> [Exercise requirements]: Print out every record below, exactly as written.

> [Information]:
================================
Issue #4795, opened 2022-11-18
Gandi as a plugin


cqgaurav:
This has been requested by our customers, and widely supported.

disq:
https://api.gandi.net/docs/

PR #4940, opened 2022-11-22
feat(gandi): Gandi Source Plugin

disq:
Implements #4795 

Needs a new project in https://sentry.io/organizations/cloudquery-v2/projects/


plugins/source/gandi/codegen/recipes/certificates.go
================================
> [Task output]:
Issue #4795, opened 2022-11-18
Gandi as a plugin


cqgaurav:
This has been requested by our customers, and widely supported.

disq:
https://api.gandi.net/docs/

PR #4940, opened 2022-11-22
feat(gandi): Gandi Source Plugin

disq:
Implements #4795 

Needs a new project in https://sentry.io/organizations/cloudquery-v2/projects/


plugins/source/gandi/codegen/recipes/certificates.go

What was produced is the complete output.